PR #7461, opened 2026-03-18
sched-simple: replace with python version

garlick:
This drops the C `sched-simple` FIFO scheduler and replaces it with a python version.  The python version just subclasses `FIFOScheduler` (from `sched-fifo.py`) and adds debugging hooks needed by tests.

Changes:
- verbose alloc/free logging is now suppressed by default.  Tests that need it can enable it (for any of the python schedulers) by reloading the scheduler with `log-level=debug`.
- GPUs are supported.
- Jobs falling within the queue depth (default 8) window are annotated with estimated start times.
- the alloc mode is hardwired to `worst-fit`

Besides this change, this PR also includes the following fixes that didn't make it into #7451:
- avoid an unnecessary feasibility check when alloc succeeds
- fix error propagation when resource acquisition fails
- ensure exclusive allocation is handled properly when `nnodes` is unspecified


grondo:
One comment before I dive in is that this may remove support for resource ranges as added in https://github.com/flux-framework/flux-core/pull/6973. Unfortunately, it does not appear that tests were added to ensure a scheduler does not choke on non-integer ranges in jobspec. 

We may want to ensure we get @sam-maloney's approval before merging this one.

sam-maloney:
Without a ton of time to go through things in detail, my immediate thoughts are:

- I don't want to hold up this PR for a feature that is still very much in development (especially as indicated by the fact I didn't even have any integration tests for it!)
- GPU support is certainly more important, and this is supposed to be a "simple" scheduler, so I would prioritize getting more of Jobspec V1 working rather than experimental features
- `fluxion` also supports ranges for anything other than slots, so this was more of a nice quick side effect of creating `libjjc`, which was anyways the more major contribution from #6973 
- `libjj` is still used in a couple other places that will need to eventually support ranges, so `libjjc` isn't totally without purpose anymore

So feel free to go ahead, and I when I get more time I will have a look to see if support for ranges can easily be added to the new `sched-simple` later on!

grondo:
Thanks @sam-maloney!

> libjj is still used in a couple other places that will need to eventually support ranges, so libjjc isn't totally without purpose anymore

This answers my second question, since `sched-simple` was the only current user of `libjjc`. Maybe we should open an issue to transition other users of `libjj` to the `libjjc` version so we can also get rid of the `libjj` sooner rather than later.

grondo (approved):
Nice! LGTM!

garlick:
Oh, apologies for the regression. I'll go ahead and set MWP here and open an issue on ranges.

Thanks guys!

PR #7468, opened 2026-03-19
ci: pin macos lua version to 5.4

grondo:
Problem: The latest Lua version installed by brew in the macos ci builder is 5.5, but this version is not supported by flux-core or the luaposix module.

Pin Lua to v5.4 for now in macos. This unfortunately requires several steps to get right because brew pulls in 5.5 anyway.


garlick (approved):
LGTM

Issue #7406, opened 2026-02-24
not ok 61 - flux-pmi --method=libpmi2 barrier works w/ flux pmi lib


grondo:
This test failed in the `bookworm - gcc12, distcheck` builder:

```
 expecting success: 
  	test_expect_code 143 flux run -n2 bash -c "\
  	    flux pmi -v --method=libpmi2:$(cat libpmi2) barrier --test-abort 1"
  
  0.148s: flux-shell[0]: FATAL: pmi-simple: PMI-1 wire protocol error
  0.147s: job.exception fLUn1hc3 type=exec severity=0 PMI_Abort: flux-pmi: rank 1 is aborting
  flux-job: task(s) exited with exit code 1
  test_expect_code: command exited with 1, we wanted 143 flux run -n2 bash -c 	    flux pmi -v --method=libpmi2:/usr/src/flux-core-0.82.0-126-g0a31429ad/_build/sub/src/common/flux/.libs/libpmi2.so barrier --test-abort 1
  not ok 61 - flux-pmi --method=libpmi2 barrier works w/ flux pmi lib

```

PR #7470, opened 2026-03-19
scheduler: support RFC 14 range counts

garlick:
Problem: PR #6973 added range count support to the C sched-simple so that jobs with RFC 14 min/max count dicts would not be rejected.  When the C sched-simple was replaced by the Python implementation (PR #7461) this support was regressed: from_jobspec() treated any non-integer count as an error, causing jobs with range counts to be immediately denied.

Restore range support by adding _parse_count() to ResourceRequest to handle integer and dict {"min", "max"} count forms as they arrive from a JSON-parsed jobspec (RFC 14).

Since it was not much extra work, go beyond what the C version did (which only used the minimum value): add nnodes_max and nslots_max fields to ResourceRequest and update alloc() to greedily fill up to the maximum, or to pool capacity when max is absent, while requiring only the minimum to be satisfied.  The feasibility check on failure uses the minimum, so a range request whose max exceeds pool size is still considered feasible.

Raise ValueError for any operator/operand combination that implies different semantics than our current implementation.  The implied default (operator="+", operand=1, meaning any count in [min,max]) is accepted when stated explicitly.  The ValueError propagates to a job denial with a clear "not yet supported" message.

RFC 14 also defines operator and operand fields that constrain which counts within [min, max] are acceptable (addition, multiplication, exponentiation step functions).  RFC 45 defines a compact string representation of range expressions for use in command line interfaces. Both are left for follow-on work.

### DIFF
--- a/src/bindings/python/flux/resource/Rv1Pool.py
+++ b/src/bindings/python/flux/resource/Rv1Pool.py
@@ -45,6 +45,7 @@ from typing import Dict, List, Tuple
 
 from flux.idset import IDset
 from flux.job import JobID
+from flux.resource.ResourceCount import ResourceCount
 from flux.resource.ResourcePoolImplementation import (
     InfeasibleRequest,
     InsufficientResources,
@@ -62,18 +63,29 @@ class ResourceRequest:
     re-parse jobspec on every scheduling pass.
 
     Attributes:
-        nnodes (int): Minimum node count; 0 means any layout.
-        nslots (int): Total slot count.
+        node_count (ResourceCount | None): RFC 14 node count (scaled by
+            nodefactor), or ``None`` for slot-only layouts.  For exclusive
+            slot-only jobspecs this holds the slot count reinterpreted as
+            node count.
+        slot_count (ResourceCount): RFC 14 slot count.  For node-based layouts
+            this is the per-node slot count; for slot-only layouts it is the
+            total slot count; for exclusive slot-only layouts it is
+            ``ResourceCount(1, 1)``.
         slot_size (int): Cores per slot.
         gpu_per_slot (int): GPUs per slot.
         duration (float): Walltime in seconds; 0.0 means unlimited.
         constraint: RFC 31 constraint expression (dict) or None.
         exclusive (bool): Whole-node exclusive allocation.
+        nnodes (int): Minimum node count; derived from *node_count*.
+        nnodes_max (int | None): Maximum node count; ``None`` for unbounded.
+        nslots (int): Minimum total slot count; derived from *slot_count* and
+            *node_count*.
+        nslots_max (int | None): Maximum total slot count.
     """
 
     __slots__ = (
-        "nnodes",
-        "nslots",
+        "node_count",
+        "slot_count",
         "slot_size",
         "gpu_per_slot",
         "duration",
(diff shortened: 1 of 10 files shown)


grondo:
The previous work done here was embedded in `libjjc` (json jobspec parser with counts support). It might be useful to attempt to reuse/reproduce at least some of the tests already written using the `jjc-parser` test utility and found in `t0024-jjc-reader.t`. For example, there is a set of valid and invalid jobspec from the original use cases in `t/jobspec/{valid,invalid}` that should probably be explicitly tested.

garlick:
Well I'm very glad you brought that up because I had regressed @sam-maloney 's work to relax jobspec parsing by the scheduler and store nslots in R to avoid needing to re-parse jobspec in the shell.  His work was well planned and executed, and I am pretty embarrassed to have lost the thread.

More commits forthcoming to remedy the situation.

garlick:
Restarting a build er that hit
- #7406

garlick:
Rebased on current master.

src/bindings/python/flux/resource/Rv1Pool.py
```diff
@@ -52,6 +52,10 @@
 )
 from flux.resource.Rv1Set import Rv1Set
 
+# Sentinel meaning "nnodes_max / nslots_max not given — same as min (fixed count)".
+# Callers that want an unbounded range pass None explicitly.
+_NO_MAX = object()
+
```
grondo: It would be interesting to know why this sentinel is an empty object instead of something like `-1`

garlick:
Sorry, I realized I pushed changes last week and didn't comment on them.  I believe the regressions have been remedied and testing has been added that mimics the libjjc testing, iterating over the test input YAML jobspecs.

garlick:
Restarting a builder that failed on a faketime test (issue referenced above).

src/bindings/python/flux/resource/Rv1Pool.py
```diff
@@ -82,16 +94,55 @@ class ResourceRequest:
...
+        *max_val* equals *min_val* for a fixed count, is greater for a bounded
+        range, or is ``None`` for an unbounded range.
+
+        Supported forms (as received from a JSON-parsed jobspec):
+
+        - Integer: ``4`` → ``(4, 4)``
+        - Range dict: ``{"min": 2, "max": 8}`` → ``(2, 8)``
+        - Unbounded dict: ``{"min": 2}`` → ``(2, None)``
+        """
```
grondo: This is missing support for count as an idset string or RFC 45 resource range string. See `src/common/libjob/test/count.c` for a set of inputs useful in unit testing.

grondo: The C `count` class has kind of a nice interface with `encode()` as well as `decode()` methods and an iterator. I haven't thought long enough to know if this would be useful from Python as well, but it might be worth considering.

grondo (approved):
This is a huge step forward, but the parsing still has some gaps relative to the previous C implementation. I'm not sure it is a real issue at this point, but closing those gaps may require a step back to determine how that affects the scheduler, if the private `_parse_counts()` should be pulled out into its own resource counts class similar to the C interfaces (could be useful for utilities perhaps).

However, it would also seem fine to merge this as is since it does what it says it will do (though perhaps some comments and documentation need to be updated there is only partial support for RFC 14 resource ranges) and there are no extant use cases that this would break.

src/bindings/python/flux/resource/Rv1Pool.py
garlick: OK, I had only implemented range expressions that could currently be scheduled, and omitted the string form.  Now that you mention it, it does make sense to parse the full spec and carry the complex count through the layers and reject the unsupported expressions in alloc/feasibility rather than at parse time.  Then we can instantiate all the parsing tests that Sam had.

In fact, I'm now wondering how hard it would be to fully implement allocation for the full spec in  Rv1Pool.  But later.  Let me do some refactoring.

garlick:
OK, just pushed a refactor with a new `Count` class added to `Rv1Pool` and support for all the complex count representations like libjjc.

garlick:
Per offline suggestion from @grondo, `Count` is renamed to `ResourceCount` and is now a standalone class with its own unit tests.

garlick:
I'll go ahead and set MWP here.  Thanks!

^^^^

- [What the exercise asks] State the number of lines in the records above that contain the string "testing", and give nothing else.

- [Output for this exercise] 2